━━ EXCERPTED RECORDS ━━

PR #5260, opened 2026-01-13
Fix file permission when random serial is in use

### LINKED ISSUE #4906: File permissions of ca/CS.cfg differ if random serial numbers are enabled
The installation of an IPA server with / without random serial numbers creates the file /var/lib/pki/pki-tomcat/conf/ca/CS.cfg with different file permissions:
- if random serial numbers are enabled: -rw-rw-r--. 1 pkiuser pkiuser 64262 Nov 25 11:07 /var/lib/pki/pki-tomcat/conf/ca/CS.cfg
- if sequential serial numbers are used: -rw-rw----. 1 pkiuser pkiuser 66148 Nov 25 11:00 /var/lib/pki/pki-tomcat/conf/ca/CS.cfg

This difference triggers a ipa-healthcheck warning when ipa server is installed with RSNv3:
```
  {
    "source": "ipahealthcheck.ipa.files",
    "check": "TomcatFileCheck",
    "result": "WARNING",
    "uuid": "2c476ea0-2469-4162-b572-be442c069c1d",
    "when": "20241125160214Z",
    "duration": "0.001460",
    "kw": {
      "key": "_var_lib_pki_pki-tomcat_conf_ca_CS.cfg_mode",
      "path": "/var/lib/pki/pki-tomcat/conf/ca/CS.cfg",
      "type": "mode",
      "expected": "0660",
      "got": "0664",
      "msg": "Permissions of /var/lib/pki/pki-tomcat/conf/ca/CS.cfg are too permissive: 0664 and should be 0660"
    }
  }
```

Reproduced with the following packages on fedora 41:
dogtag-pki-server-11.5.0-3.fc41.2.noarch
freeipa-server-4.12.2-4.fc41.x86_64
freeipa-healthcheck-0.17-4.fc41.noarch

fmarco76:
Permission for the file `CS.cfg` is different if deployment use sequential serial number (0o0660) or random serial number (0o0664).

The permission has been modified to always be 0o0660.

Fixes #4906.

### DIFF
--- a/base/server/upgrade/11.9.0/05-UpdateConfigurationPermission.py
+++ b/base/server/upgrade/11.9.0/05-UpdateConfigurationPermission.py
@@ -1,0 +1,32 @@
+# Authors:
+#     Marco Fargetta <mfargett@redhat.com>
+#
+# Copyright Red Hat, Inc.
+#
+# SPDX-License-Identifier: GPL-2.0-or-later
+
+import logging
+import os
+
+import pki
+
+logger = logging.getLogger(__name__)
+
+
+class UpdateConfigurationPermission(pki.server.upgrade.PKIServerUpgradeScriptlet):
+
+    def __init__(self):
+        super().__init__()
+        self.message = 'Update permission for configuration files'
+
+    def upgrade_subsystem(self, instance, subsystem):
+
+        if subsystem.name == 'acme':
+            return
+
+        logger.info('Update configuration file permissions for %s', subsystem.name)
+        os.chmod(subsystem.cs_conf, pki.server.DEFAULT_FILE_MODE)
+        os.chmod(subsystem.registry_conf, pki.server.DEFAULT_FILE_MODE)
+
+        if subsystem.name == 'est':
+            os.chmod(subsystem.realm_conf, pki.server.DEFAULT_FILE_MODE)


edewata:
I'll take a look at this more closely tomorrow, but I suppose we need an upgrade script to fix the file permissions in existing instances to make it consistent with new instances.

fmarco76:
@edewata Not sure an upgrade script is needed in this specific case but I have added it anyway.

base/server/upgrade/11.9.0/05-UpdateConfigurationPermission.py
```diff
@@ -0,0 +1,30 @@
...
+        self.message = 'Update permission for configuration files'
+
+    def upgrade_subsystem(self, instance, subsystem):
+
+        if subsystem.name == 'acme':
+            return
+
+        logger.info('Update configuration file permissions for %s', subsystem.name)
+        os.chmod(subsystem.cs_conf, 0o0660)
+        os.chmod(subsystem.registry_conf, 0o0660)
```
edewata: Should we fix the permission for `realm.conf` for EST too?

base/server/upgrade/11.9.0/05-UpdateConfigurationPermission.py
```diff
@@ -0,0 +1,30 @@
...
+import logging
+import os
+
+import pki
+
+logger = logging.getLogger(__name__)
+
+
+class UpdateConfigurationPermission(pki.server.upgrade.PKIServerUpgradeScriptlet):
+    # NOTE: the update does not work with LDAP stored profiles
```
edewata: IIUC we're not modifying any profiles, so this comment might not be relevant.

base/server/upgrade/11.9.0/05-UpdateConfigurationPermission.py
edewata: We should be able to use `pki.server.DEFAULT_FILE_MODE` instead of `0o0660`, but either way is fine.

fmarco76:
@edewata Thanks! I have update following the comments. Additionally, I have fixed the permission in the container commands script.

━━━

BRIEF —
Look through the listing above and give the number of lines containing the string "chmod", with nothing else.

OUTPUT —
5